Physical Address
304 North Cardinal St.
Dorchester Center, MA 02124
Physical Address
304 North Cardinal St.
Dorchester Center, MA 02124

Different AI labs have different requirements. OpenAI focused on end users, for example, while its counterpart Anthropic tended to focus on businesses. Elon Musk’s xAI, which we recently discovered, has been heavily focused on video games.
On Friday, Grace Kay of Business Insider published it a detailed and far-reaching xAI reportthe introduction of AI in the near future taken by SpaceXI am emphasizing how Musk is making life difficult for employees. But this anecdote stood out:
Sometime last year, the release of the prototype was delayed for several days because Musk was not satisfied with how the chatbot answered detailed questions about the video game “Baldur’s Gate,” according to people familiar with the matter. Top engineers were pulled from other projects to develop solutions before implementation, he said.
Yes, you can imagine the frustration of any respected and experienced engineer who would work thinking that they will solve the problems of knowledge and machine intelligence, but they were interrupted to help a 54-year-old man beat his video game. But the anecdote raises a more pressing question: Was Musk able to get the athleticism he wanted?

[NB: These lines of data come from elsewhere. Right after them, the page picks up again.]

PR #5916, opened 2020-08-05
Add wagtailmedia app and make AudioPlayer block available on LearnPage

Scotchester:
We will soon have a need to upload audio files in Wagtail and add players for them on-page. This PR makes that possible by introducing the wagtailmedia package and an `AudioPlayer` block (currently restricted to `LearnPage`s).

## Additions

- wagtailmedia package
- `AudioPlayer` block in `LearnPage`'s `content` StreamField

## How to test this PR

1. Pull branch
1. Migrate
1. Run server
1. Go to the Media library and upload an MP3 file
1. Create or edit a `LearnPage` and add an audio block, choosing the MP3 you uploaded

## Checklist

#### Browser testing

- [x] Firefox
- [x] Chrome
- [x] Safari
- [x] Safari on iOS
- [x] Chrome on Android

#### Accessibility

- [x] Screen reader friendly

#### Other

- [x] Is useable without CSS
- [x] Is useable without JS


cfgov/v1/models/learn_page.py
```diff
@@ -117,6 +117,7 @@ class LearnPage(AbstractFilterPage):
         ('call_to_action', molecules.CallToAction()),
         ('email_signup', organisms.EmailSignUp()),
         ('video_player', organisms.VideoPlayer()),
+        ('audio_player', v1_blocks.AudioPlayer()),
```
niqjohnson, line 120: Can we also make the `AudioPlayer` block an option inside of full-width text blocks on learn pages, too (without the `.block` container)? Or maybe just inside of the full-width text block and not as a top level block? The latest mockups for the podcast page I've seen have the audio player surrounded by a heading and links that don't need to be separated from the audio player by our 60px block margins.

cfgov/v1/blocks.py
```diff
@@ -163,6 +166,29 @@ class Meta:
...
+            '''
+        else:
+            return ''
+
+        return format_html(player_code, format_html_join(
+            '\n', "<source{0}>",
+            [[flatatt(s)] for s in value.sources]
+        ))
+
+
```
niqjohnson, line 191: Should we give this an icon? I wish there were an option other than the same icon we use for the video player block, but I couldn't find anything more suitable in the Wagtail UI icon set.

```suggestion
class Meta:
        icon = 'media'
```

Scotchester: Whoops, yes! An oversight that I noticed but forgot to correct. Thanks!

cfgov/v1/models/learn_page.py
Scotchester: I'm working on implementing an alternate approach that @niqjohnson and I discussed yesterday: including heading, body, and additional details fields in the audio player block.

niqjohnson:
@Scotchester: Sorry, one more thing I just noticed. Is there any way to suppress the listing of media files in the Wagtail dashboard?

media-listing

I can't see it being that useful *and* it pushes the list of recent page edits further down. If not, no biggie.

Scotchester:
Hokay, this PR has been refactored pretty significantly to now provide an `AudioPlayer` organism block, which includes optional heading and body text fields to appear before the audio player widget itself, and an additional details field to appear after it. Everything's rebased up, migration is recreated, tests added, and ready for a hopefully-final review!

Scotchester:
I've encountered an issue with the audio player in Safari that I don't think is a blocker for this PR, but I could use some BEWD help to sort out soon. Safari interprets the audio as a "live broacast", resulting in this sort of player without a scrubbable timeline: 

HTML audio player in Safari with Live Broadcast indicator

This old but still-regularly-added-to SO question describes a number of possible solutions, all relating to headers that are a bit over my head: https://stackoverflow.com/questions/1995589/html5-audio-safari-live-broadcast-vs-not

Scotchester:
> * I can add audio blocks to a LearnPage and have them render, but I can't get an mp3 or m4a to play on the page.
>   They do play for me in the media admin.

Concerning! It works for me locally, in every browser, and on the Docker stack. Perhaps something specific to your environment?

> * I wonder why the duration field is required? Whatever I enter, it is ignored, and when I play the audio file in the media admin the player reports the true duration whatever I enter. On the LearnPage, I'm not seeing any duration value.

Annoying! Yes, this is a quirk of wagtailmedia that we unfortunately can't control. I don't really see the point of requiring it, either, though it will come in handy for future automatic podcast feed creation. I would like to maybe raise an issue/PR in wagtailmedia about it later.

> * If thumbnails are for video only, it would be nice to note that, say in the audio_file block help text.

Agreed! I can add a note about that.

> * A bunch of django.po changes seem to have hitched a ride on this PR

Intentional! Want to translate the unsupported-browser string. Adding it also brings along a lot of comment updates in that file (line number indications for where the translated string is found) that should probably have been done long ago. But I forgot to do the final part of the process that creates the `.mo` file, too, so I need to add that here.

higs4281:
> Perhaps something specific to your environment?

It appears so. 

My browsers were blocking the S3 stream, citing CSP. Adding a setting fixed it locally, but not sure this is necessary. 

```python
CSP_MEDIA_SRC = (
    "s3.amazonaws.com",
)
```

👍 on other issues.

cfgov/unprocessed/js/organisms/AudioPlayer.js
```diff
@@ -0,0 +1,87 @@
...
+ * @classdesc Initializes a new AudioPlayer organism for the purpose of sending
+ * analytics events for the native HTML `audio` element.
+ *
+ * @param {HTMLNode} element
+ *   The DOM element within which to search for the organism.
+ * @returns {AudioPlayer} An instance.
+ */
+function AudioPlayer( element ) { // eslint-disable-line max-lines-per-function
+  const _dom = checkDom( element, BASE_CLASS );
+  const label = _dom.dataset.title;
```
anselmbradford, line 22: Move this inside `init`

cfgov/unprocessed/js/organisms/AudioPlayer.js
```diff
@@ -0,0 +1,87 @@
...
+
+  /**
+   * @returns {Carousel} An instance.
```
anselmbradford, line 25: `{Carousel}` --> `{AudioPlayer}`

Scotchester:
Closing and reopening due to Snyk hang.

To answer this question, a resident RPG-lover Ram Iyer put together five questions about Baldur’s Gate, which we pitted against xAI and three major models in a quasi-benchmark that I’ve chosen to call. BaldurBench.
For the sake of media clarity, I’ve made the entire document public, so you can view it here: Grok, ChatGPT, Claudeand Gemini.
First, the good news: Grok provides excellent information. The answers were a little bit of gamer jargon – “save” instead of save and “DPS” instead of damage – but the answers were useful and knowledgeable, if you knew what they were talking about. Grok is also very fond of tables and theorycraftwhich is what you would expect.
There are a lot of Baldur’s Gate guides out there and the models often pull from the same, so the main difference was the style. ChatGPT prefers bulleted lists and sentence fragments, while Gemini does brave important words.
Techcrunch event
Boston, MA
| |
June 9, 2026
The most amazing thing was Claude, who was very concerned about giving me information that would spoil my experience of the game. When I asked about good party music, it closed the guide by saying “don’t worry too much and just play what makes you happy.” Thank you, Claude!
It’s important to remember, this is a story we know about (thanks Business Insider reports) that xAI is focused on achieving consensus. So we don’t have to read too much that, after the said sprint, Grok’s advice became the same as other models. Still, it’s good to know that xAI can make it work if it tries.